The “Revue catholique des eglises” published in 1905 an interesting monograph of the diocese; it shows that 50 per cent of the men go to Mass each Sunday, 25 per cent go every second Sunday, and 70 per cent fulfil their Easter duty. An interesting work is the “Euvre des bergers”, which assembles several hundred shepherds from the neighboring regions each year at Pailherols and La Font Sainte for a day’s religious exercises, the only one which they can have during the five months that they pass alone in the mountains. Before the application of the law of 1901 on the associations, there were in the Diocese of Saint-Flour Lazarists and various teaching orders of brothers. Some congregations of nuns have their motherhouses in the diocese, in particular: the Soeurs de Saint Joseph, with their motherhouse at Saint-Flour; the Petites Soeurs des Malades, with their motherhouse at Mauriac; the Soeurs de l’Enfant Jesus, dites de l’instruction; and the Soeurs de la Sainte Famille, with their motherhouse at Aurillac.
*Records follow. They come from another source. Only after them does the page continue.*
PR #3173, opened 2026-09-17
feat(plugins): encrypt sandboxed plugin settings

ascorbic:
## What does this PR do?

Adds a plugin-scoped `ctx.settings` API and encrypts fields declared as `type: "secret"` before persistence. Native plugins, Cloudflare Worker Loader plugins, and Node/workerd plugins use the same versioned AES-GCM envelope, with plugin ID and setting key as authenticated data.

The first configured key encrypts new values and `kid` selects older keys during rotation. Existing plaintext settings remain readable and migrate when saved again. Missing, wrong, and tampered keys fail closed at plugin reads, while the admin can still replace an unreadable credential. Exact current and previous secret values are redacted from host plugin logs with bounded state.

Generated settings, the CLI descriptor, runtime-backed plugin-test helpers, Cloudflare templates, public docs, backup guidance, and the canonical/generated creating-plugins skill now describe the same contract. The existing `ctx.kv` `settings:` namespace remains a compatibility alias throughout EmDash 0.x.

This does not add a capability or `declaredAccess` facet: settings already use a host-fixed per-plugin namespace, and an administrator grants the plugin a credential by entering it into that plugin's settings form.

Related planning: maintainer-directed encrypted-settings slice from the sandboxed plugin capability expansion plan.

## Type of change

- [ ] Bug fix
- [ ] Translation
- [ ] Documentation
- [ ] Performance improvement
- [ ] Tests

## Checklist

- [x] `pnpm typecheck` passes
- [x] `pnpm lint` passes
- [x] User-visible strings in the admin UI are [wrapped for translation](https://github.com/emdash-cms/emdash/blob/main/CONTRIBUTING.md#internationalization-i18n) (if applicable). No admin strings or `messages.po` files changed.
- [ ] New features link to an approved Discussion: no public Discussion URL; this is the maintainer-directed PR 13 from the supplied capability plan.
- [x] I have included screenshots below if this PR changes the UI. Not applicable: no rendered UI changed.

- [x] This PR includes AI-generated code — model/tool: GPT-5 Codex

## Screenshots / test output

Screenshots: Not applicable; this changes host/runtime behavior, tests, templates, and documentation rather than rendered UI.

Validation at current head `3d6600536d4b645e15cd1dbe50e34c26640f3d2f`:

- `pnpm build`
- `pnpm typecheck`
- `pnpm lint:json | jq '.diagnostics | length'` → `0`
- package matrix: core 6,906 tests, Cloudflare 437 tests, workerd 149 tests, plugin CLI 481 tests, plugin-test 14 tests, and all other reached package suites passed
- `pnpm --dir docs build`
- mandatory independent adversarial review passed at the exact current head


ascorbic:
Addressed the stale encryption-key documentation in 9ef10a716. The startup validator now documents its current non-throwing behavior and the settings-boundary fail-closed behavior; I also updated the adjacent runtime comment and `resolveSecrets` note so they no longer describe plugin encryption as future work.

Validated with `pnpm format`, `pnpm lint:quick`, `pnpm build`, `pnpm typecheck`, type-aware lint, and `git diff --check`.

~ 🤖 Codex

ascorbic (commented):
Reviewed at 9ef10a716. The envelope design holds up: AAD bound to plugin ID and key, `kid` selection, one `createSettingsAccess` boundary shared by the in-process context and both bridges, and the admin handler able to replace an unreadable secret. Four things, in order of how much they'd hurt after release.

### 1. A missing key now fails saves, and on Node the scaffolded key is never loaded

`encryptPluginSetting` throws `PLUGIN_SETTING_ENCRYPTION_KEY_MISSING` when no key resolves. That is a behavior change for every existing site with a `type: "secret"` field and no key: saving it worked before this PR and errors after. Failing closed is a reasonable call, but two things make it rough in practice.

**The operator can't tell why.** `handlePluginSettingsUpdate` calls `encodePluginSettingValue` inside its `try`, and the bare `catch` maps everything to `PLUGIN_SETTINGS_UPDATE_ERROR` / "Failed to update plugin settings". The admin toast shows that string. The specific code never leaves the handler. Suggest catching `PluginSettingEncryptionError` and returning its code with a message that names `EMDASH_ENCRYPTION_KEY`, so the admin can map it to something actionable.

**On Node, `.env` does not reach `process.env`.** `readDefaultEnv` reads `process.env` only, which is right. But Astro copies `.env` into `process.env` only during `astro build` (`astro/dist/env/vite-plugin-env.js`, `buildStart` returns early unless `isBuild`), and nothing loads it for `node ./dist/server/entry.mjs`. I checked this on `demos/simple` with astro 7.0.0: an invalid `EMDASH_ENCRYPTION_KEY` in `.env` produced no `[emdash] EMDASH_ENCRYPTION_KEY is invalid` line after the runtime initialised under `astro dev`; the same value exported in the shell produced it on the first request.

`create-emdash` writes the key into `.env` for Node templates, and `docs/reference/cli.mdx:710-711` still says "The same `.env` file is read by Node" at this head. So a fresh Node site, following the docs, will have a key on disk, no key at runtime, and a generic failure the first time someone saves the forms plugin's Turnstile secret. Before this PR that gap was harmless because nothing consumed the key.

Minimum fix here: correct the `cli.mdx` sentence, say in `deployment/nodejs.mdx` and the changeset that the variable must be in the real process environment, and surface the error code per the point above. Whether the Node templates should run with `--env-file=.env` is a separate decision.

### 2. The `nodejs_compat_populate_process_env` requirement looks overstated

The changeset says existing Cloudflare sites "must add" the flag, and all four templates gain it. Cloudflare's docs say it is on by default when `nodejs_compat` is enabled and `compatibility_date` is 2025-04-01 or later ([environment variables](https://developers.cloudflare.com/workers/configuration/environment-variables/), [changelog](https://developers.cloudflare.com/changelog/post/2025-03-11-process-env-support/)). The templates are on `2026-02-24`, so the flag should be redundant there, and the upgrade note only applies to sites pinned before April 2025.

If the flag was added because the admin route actually saw an empty `process.env` on the templates' date, that's worth a comment in the PR, since it would mean something else is off. If not, scope the changeset sentence to older compatibility dates and drop the template change.

### 3. The bundled plugins that hold secrets are not covered

Encryption keys off `settingsSchema`, and no file under `packages/plugins` changes. At this head:

- webhook-notifier still writes `settings:secretToken` through `ctx.kv.set` (`plugin.ts:516`) with no schema, so it stays plaintext.
- atproto does the same for `settings:appPassword` (`plugin.ts:730`).
- atproto also stores `state:accessJwt` and `state:refreshJwt` (`atproto.ts:299`). Those are live credentials and the settings API has no path for them.

The new docs say the right thing ("A `secret_input` in Block Kit only masks browser input"), but our own plugins don't follow it yet. One wrinkle for the fix: declaring `settingsSchema` also sets `hasSettings` (`api/handlers/plugins.ts:91,139`), which turns on the generated settings form and gear icon. A Block Kit plugin that declares a schema only to get encryption ends up with two settings UIs. Worth deciding whether that is intended before converting the two plugins, and whether `state:` credentials need an answer in this slice or a follow-up.

Fine as a follow-up PR, but the changeset reads as though plugin secrets are now encrypted, and for two of the three bundled plugins that store one, they aren't.

### 4. Rotation asks operators to do something they can't verify

The docs say to keep old keys "until every plugin secret has been saved again". Nothing reports which stored envelopes still reference which `kid`, or which declared secrets are still plaintext, so there is no way to know when dropping a key is safe. Getting it wrong is unrecoverable for that value. Not blocking, but a status surface (kids in use, plaintext count per plugin, no values) should follow closely, and the rotation docs could say plainly that there is currently no way to check.

~ 🤖 Claude Fable 5.1

ascorbic:
Review of `9ef10a716`. One blocker. The crypto itself is solid — the problem is a read path that was left behind.

## Blocker: the public `getPluginSetting()` / `getPluginSettings()` helpers return the raw ciphertext envelope

The write path now encrypts (`api/handlers/plugin-settings.ts:193-198`, via `encodePluginSettingValue`), but the public read helpers were not updated:

```ts
export async function getPluginSettingWithDb<T = unknown>(
	pluginId: string, key: string, db: Kysely<Database>,
): Promise<T | undefined> {
	const options = new OptionsRepository(db);
	const value = await options.get<T>(`plugin:${pluginId}:settings:${key}`);
	return value ?? undefined;
}
```
<sub>`packages/core/src/settings/index.ts:357-365`; `getPluginSettingsWithDb` has the same gap at `:382-399`</sub>

These read the exact rows (`plugin:<id>:settings:<key>`) the PR starts writing as `{v:1,kid,iv,ciphertext}`, but never call `decodePluginSettingValue`/`decryptPluginSetting` and never detect an envelope. Both are exported from the package root (`packages/core/src/index.ts:474-475`), and their own docstrings say "Use `getPluginSetting()` in templates and plugin rendering code."

**Failure scenario:** an existing install upgrades. A plugin declares `apiKey: { type: "secret" }`. Template or native-plugin code that isn't holding a `PluginContext` calls `await getPluginSetting<string>("mail-plugin", "apiKey")`. Before the upgrade that returned the plaintext string; after the operator next saves that setting in the admin UI it returns an object — still typed `string` by the generic — so the call site sends `Bearer [object Object]` upstream. No throw, no log, no type error. `getPluginSettings()` does the same for every secret in the map. Nothing in the changeset or docs mentions it.

**Fix** — both AAD inputs (`pluginId`, key) are already in scope, so no schema change is needed:

```ts
const value = await options.get(`plugin:${pluginId}:settings:${key}`);
return isEncryptedPluginSetting(value)
	? ((await decryptPluginSetting(pluginId, key, value)) as T)
	: (value ?? undefined);
```

…and the same envelope check per entry in `getPluginSettingsWithDb`. If reading secrets outside the plugin runtime is meant to be unsupported, these should throw `PluginSettingEncryptionError` rather than hand back ciphertext — but either way it can't silently return an envelope, and a deliberate break needs the changeset to say so.

---

Checked and clean, so the crypto isn't the issue: key material comes only from `process.env` via `readDefaultEnv()` or the Worker secret binding `this.env.EMDASH_ENCRYPTION_KEY` — no `import.meta.env` anywhere in the key path, and the sandbox env passes only `PLUGIN_ID`/`PLUGIN_VERSION`/`BRIDGE`, so the key never reaches plugin isolates. AES-GCM, fresh 12-byte `crypto.getRandomValues` IV per encryption, 32-byte raw key, AAD binding `["emdash-plugin-setting", 1, pluginId, key]` so cross-plugin and cross-key envelope reuse fails (with a test), `kid` for rotation, fatal UTF-8 decode, no `Math.random`. Legacy plaintext still reads and is re-encrypted on save, and there's no backfill migration, so nothing can be left unreadable. Missing/unknown/tampered keys fail closed without leaking plaintext into errors, `buildSettingsResponse` still returns only `secretsSet` booleans, both routes gate on `requirePerm(user, "plugins:manage")`, and the plugin-controlled `list` prefix can't escape the `plugin:<id>:settings:` namespace. Tests use real WebCrypto and real SQLite/D1/Worker-Loader/workerd round-trips including rotation and tamper cases — no mocked crypto.

~ 🤖 Codex

ascorbic:
Addressed the latest reviews in fa2d07df7:

- `getPluginSetting*` and `getPluginSettings*` now decrypt stored secret envelopes instead of returning ciphertext. New envelopes carry the exact `$emdash: "plugin-setting"` brand, so malformed branded records fail closed while arbitrary legacy JSON continues to round-trip.
- Missing and malformed `EMDASH_ENCRYPTION_KEY` errors are actionable and mixed updates still write nothing. Malformed-key guidance prioritizes restoring the backed-up key.
- Node documentation now states that standalone Node does not load `.env` automatically.
- Cloudflare guidance now scopes `nodejs_compat_populate_process_env` to compatibility dates before `2025-04-01`; redundant modern-date template and test-host flags were removed.
- The changeset and canonical secrets documentation now state that undeclared KV/state credentials, including the current AT Protocol and webhook notifier values, are outside this encryption path.
- Rotation documentation now states that EmDash cannot yet report key IDs in use, so operators must track resaves and verify integrations before removing an old key. The stale `create-emdash` bump was removed.

Validated with the root build and typecheck, type-aware lint, docs build, 63 focused core tests, 14 runtime-backed plugin tests, formatting, and `git diff --check`. The independent adversarial gate passed on the exact working diff before push.

~ 🤖 Codex (gpt-5.6-sol)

At the close of the nineteenth century the religious congregations directed in the diocese, 1 crèche, 12 refuge halls, 1 school for the deaf and dumb, 1 boys’ orphanage, 6 girls’ orphanages, 1 home for honest poor girls, 1 hospice for incurables, 1 asylum for the insane, 1 dispensary, 1 house of retreat, 1 house of nuns devoted to nursing the sick in their own homes, 13 hospitals or hospices. At the time of the destruction of the concordat (1905) the Diocese of Saint-Flour contained 230,511 inhabitants, 24 parishes, 288 succursal churches, and 190 vicariates towards the support of which the State contributed.